A Russian GPS Using U.S. Soil Stirs Spy Fears - eplanit
http://www.nytimes.com/2013/11/17/world/europe/a-russian-gps-using-us-soil-stirs-spy-fears.html?ref=centralintelligenceagency&_r=0
======
r0h1n
It's not just Russia, but India too has started deploying its own GPS system,
called IRNSS comprising 7 satellites primarily covering the Indian land mass.

> _With 32 satellites in orbit, GPS pretty much serves as the global
> reference. The US doesn’t share military grade signals with countries but
> civilian signals, in L1 (1575.4 MHz) and L2 (1227.6 MHz) frequencies, is
> free for all. But as is true with all innovators, it’s believed the US
> practises ‘selective denial’. In times of war, and sometimes even otherwise,
> the signals can be corrupted. Isro Chairman K Radhakrishnan says, “During
> the Gulf War, signals from some satellites were interrupted.”

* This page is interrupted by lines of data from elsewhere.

PR #2397, opened 2020-10-27
Fixed broken ray tracing light cluster full screen debug.

anisunity:
The feature was broken after the camera relative PR was merged. This PR fixes the full screen debug mode.

Testing status
Tested that the result is as expected while changing the cluster size and max num lights.

Needs to be tested before the merge.


remi-chapelain (approved):
Tested with the new template, seems to fix the issue. ✔️

PR #2403, opened 2020-10-27
[ShaderGraph] [Backport 10.x.x] [bugfix 1287904] Fix for loading a ShaderGraph containing HDRP specific stuff w/o HDRP package

cdxntchou:
### Purpose of this PR
Backport of PR:  https://github.com/Unity-Technologies/Graphics/pull/2433

Fix for:
https://fogbugz.unity3d.com/f/cases/1287904/
https://fogbugz.unity3d.com/f/cases/1288475/

(note: the git branch name does not match the bugs it is fixing)

The Diffusion Profile nodes, properties and slots are defined in HDRP package.  When the package is not present, ShaderGraph will load them as "UnknownType" objects.  However, if the code doesn't expect UnknownType objects in certain places, it can crash.  This PR adds specialized "UnknownMaterialSlotType" and "UnknownShaderPropertyType" to handle these cases (nodes and targets are already handled), which act as placeholders that have minimal functionality and can keep the UI display working, with added warnings to notify the user that these objects are unknown.

This PR also fixes a related issue with UniversalTarget, where the subtargets are not parented to their Target properly when UnknownTargets are present.  This is because the parenting code runs in Setup(), which is part of the GraphView UI initialization, but some code is expecting it to be parented properly before that is run.  I added the parenting code to OnAfterMultiDeserialize() as well, so it happens just after loading.  There should be no issue with running the code twice.

Also fixed is a bug where Unknown nodes act weirdly and can make your graph unloadable if copied or duplicated.  This PR addresses the major issues by disallowing copying of Unknown nodes and properties.

Also removes MaterialSlot.priority, which was a serialized value, but is not used by any code anywhere..

---
### Testing status

Automated Testing:
Added some Editor tests to check that this HDRP specific nodes and properties will continue to load in URP.
Verified that the tests failed prior to this PR, and now succeed.

Manual Testing:
Created several ShaderGraphs in 10.1, using both HDRP and URP Targets, and HDRP-specific nodes and properties (DiffusionProfile property, DiffusionProfile node, HDSceneColor node, Emission node, Exposure node).

Tested opening those graphs in a project using this PR with HDRP only, and URP only.  Previous to this PR the files would fail to load, but they now load with no errors, and display warnings on the appropriate nodes and properties:

image

image

Tested the generated shader, it is still operational, but falls back to default values for unknown node connections.

Tested that saving the file resulted in no changes to the file on disk, other than the removal of the MaterialSlot priority (an unused value that I stripped out).  All of the unknown data was properly preserved and could be loaded back in the original URP and HDRP 10.1 project.

Tested copy/pasting unknown nodes and properties within same graph, between graphs, and between different instances of Unity running (one without HDRP one with HDRP).  Also tested duplicating (Ctrl+D) those nodes and properties.

Tested copy/pasting combinations of known and unknown nodes -- known nodes are pasted, unknown nodes (and any edges to them) are not pasted.

Tested undo/redo deleting of unknown nodes and properties.

Tested assembly reload of graphs with unknown nodes and properties.

Known existing bug:   Unknown nodes cannot be repositioned properly -- any time they are deserialized they will revert to their original position.  This cannot really be fixed without separating the UI position data out of the serialized node data (something we want to do with the new GTF node changes).

ABV: https://yamato.cds.internal.unity3d.com/jobs/902-Graphics/tree/10.x.x%252Fsg%252Ffix%252F1284036/.yamato%252F_abv.yml%2523all_project_ci_2020.2/4006384/job/pipeline

10.x.x ABV:  https://yamato.cds.internal.unity3d.com/jobs/902-Graphics/tree/10.x.x%252Frelease/.yamato%252F_abv.yml%2523all_project_ci_2020.2/4005440/job/pipeline

Build Universal on Win_DX11_mono_apiNet2_Linear_Player on version 2020.2 -- same failure on both
HDRP on Win_DX11_playmode_NonRenderGraph_mono_apiNet2_Linear on version 2020.2 -- same failure on both
HDRP on Win_Vulkan_playmode_XR_mono_apiNet2_Linear on version 2020.2 -- same failure on both
HDRP_DXR on Win_DX12_playmode_NonRenderGraph_mono_apiNet2_Linear on version 2020.2 -- same failure on both
Universal on OSX_Metal_playmode_mono_apiNet2_Linear on version 2020.2 -- both disconnected
VFX_URP on Win_DX11_playmode_mono_apiNet2_Linear on version 2020.2 -- succeeded on re-run (non-deterministic)

---
### Comments to reviewers

### DIFF
--- a/com.unity.shadergraph/Editor/Serialization/MultiJsonInternal.cs
+++ b/com.unity.shadergraph/Editor/Serialization/MultiJsonInternal.cs
@@ -294,19 +294,19 @@ namespace UnityEditor.ShaderGraph.Serialization
             class SerializerHelper
             {
                 [SerializeField]
-                public string m_DisplayName;
+                public string m_DisplayName = null;
 
                 [SerializeField]
                 public SlotType m_SlotType = SlotType.Input;
 
                 [SerializeField]
-                public bool m_Hidden;
+                public bool m_Hidden = false;
 
                 [SerializeField]
-                public string m_ShaderOutputName;
+                public string m_ShaderOutputName = null;
 
                 [SerializeField]
-                public ShaderStageCapability m_StageCapability;
+                public ShaderStageCapability m_StageCapability = ShaderStageCapability.All;
             }
 
             public string jsonData;


elizabeth-legros (approved):

LandonTownsendUnity (approved):
Things I tried:
1. Diffusion Profile property, and in graph, and connected to graph, and inline connected to graph, and emission node connected to graph (still opens)
2. Attempting to copy and paste emission node by doing it while another allowed node is selected (doesn't work)
3. Attempting to copy and paste emission node by putting it in a group and copying the group (doesn't work)
4. Attempting to convert the emission node to subgraph (didn't work)
5. Converting the diffusion profile node to inline in attempt to create a bad state (didn't work)
6. Converting the diffusion profile inline node to property (option is greyed out)
7. Duplicating or copy pasting diffusion profile property (doesn't work)
8. After doing this, adding HDRP back to the project and opening the shadergraph to see if there are any problems (none that I could see)
9. Copying an emission node with HDRP in project, removing HDRP from project, and then pasting it (doesn't work)

Feels pretty foolproof to me. Approving.

marctem (approved):
Looks good to me, thanks for getting this sorted so quickly!

pbbastian (approved):

PR #2407, opened 2020-10-27
[Hdrp] Fix issue with linking FoV to physical camera

pmavridis:
### Purpose of this PR
There is an issue with linking the physical camera FoV with the focal length, discussed in this internal slack thread:
https://unity.slack.com/archives/GHD5LADU7/p1603794331473300
(see also the video from Pierre regarding the issue)

### Testing status
- when changing the FoV the  focal length of the physical camera does not change any more, unless the "link fov to phyiscal camera" option is selected.


sebastienlagarde:
Merging for 10.2 package

PR #2410, opened 2020-10-28
Fix SSR warning & Transparent discrepancy with Non-RenderGraph

skhiat:
### Purpose of this PR
* Fix Vulkan/Metal warning about 'weight' potentially not initialized on ScreenSpaceReflection.compute
* Fix SSR_Transparent test when we use Non-RenderGraph Intensity on the right sphere (fixed):
image

---
Test for review:
Recompile ScreenSpaceReflection.com (after removing the cache), on Metal & LinuxVulkan.
Launch 2701_TransparentSSR with Non-RenderGraph

### DIFF
--- a/com.unity.render-pipelines.high-definition/Documentation~/Override-Screen-Space-Reflection.md
+++ b/com.unity.render-pipelines.high-definition/Documentation~/Override-Screen-Space-Reflection.md
@@ -27,7 +27,7 @@ HDRP uses the [Volume](Volumes.md) framework to calculate SSR, so to enable and 
 | **Property**                  | **Description**                                              |
 | ----------------------------- | ------------------------------------------------------------ |
 | **Enable**                    | Indicates whether HDRP processes SSR for Cameras in the influence of this effect's Volume . |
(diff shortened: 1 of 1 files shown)


sebastienlagarde (approved):

JMargevics (changes requested):
Please fix the description: 

- Remove default text
- Add what PR is about (even if the title is descriptive enough)
- Add what's tested and if needed a section "For reviewers" with any specifics

Also, please don't forget about changelog. 

Many thanks!

sebastienlagarde (approved):

sebastienlagarde:
For QA: I need to merge this PR as it fix Yamato. Our Yamato is currently red for non render graph and we need to fix it. Please do a follow up with Soufiane about it.

JMargevics (commented):
Okay tried deleting cache and local library folder, disabling Render Graph from Debug menu and opening 2701_TransparentSSR scene on both Win Vulkan and Metal. In both cases no warnings or other visual regressions.

PR #2011, opened 2020-09-25
[11.x.x] Updating reference images for scene 142 SSAO DepthNormal

ellioman:
# Purpose of this PR
Recently when we merged SpeedTree GI, some of the reference images were not updated. This PR fixes that.

# Yamato
https://yamato.cds.internal.unity3d.com/jobs/902-Graphics/tree/universal%252Fupdate-incorrect-reference-images

PR #2416, opened 2020-10-28
[10.2.0] Backporting SSAO reference images 

ellioman:
# Purpose of this PR
Backporting #2011 

# Yamato


phi-lira (approved):

phi-lira:
Running just a single test as this was already tested in against trunk and the SRP package is the same.

PR #2419, opened 2020-10-28
[11.x.x] Fixed baked lit shader compiler error on hybrid renderer.

phi-lira:
### Purpose of this PR
 Fix shader compiler error in Baked Lit shader when using Hybrid Renderer.


ellioman (approved):

cinight (approved):
verified bug fix. all good!

PR #2422, opened 2020-10-28
Re-enabled async compute for contact shadows

JulienIgnace-Unity:
### Purpose of this PR
Re-enabled async compute for contact shadows

---
### Testing status
Tested by building a player with DX12 and checking that passes were indeed async with render doc.


JMargevics (approved):
Tests done by Julien cover enough, and no additional testing from QA is needed. Autoapproved ✅👍

sebastienlagarde (approved):

PR #2425, opened 2020-10-28
Smoother decal angle fade

adrien-de-tocqueville:
### Purpose of this PR

1. Change the two angle fade sliders to a single min max slider.
image

2. Fix https://fogbugz.unity3d.com/f/cases/1288165
Double sided was not taken into account by the depth prepass

3. Change the decal projector angle fading equation to look smoother with wide ranges starting a low values
It uses actually less instructions than before

First images are 0° - 180° range, second is 0° - 90°
For start angles above 90° the results are similar
Before            |  After
:-------------------------:|:-------------------------:
image |  image
image | image

---
### Testing status

Tested the repro package for the fogbugz
Tested various angles on a sphere for the angle fading

### DIFF
--- a/com.unity.render-pipelines.core/Editor/LookDev/Compositor.cs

> Amid such uncertainties, when the default control and navigation systems in
> defence projects are equipped with GPS devices, a country’s security rides
> on these radio signals whose control lies elsewhere. For this reason, in its
> upgraded BrahMos missile, India has added Glonass receivers to the standard
> GPS receivers because Russia, unlike US, gives access to military signals._

[http://forbesindia.com/article/real-issue/isros-very-own-
gps...](http://forbesindia.com/article/real-issue/isros-very-own-gps-is-
ready/35511/0)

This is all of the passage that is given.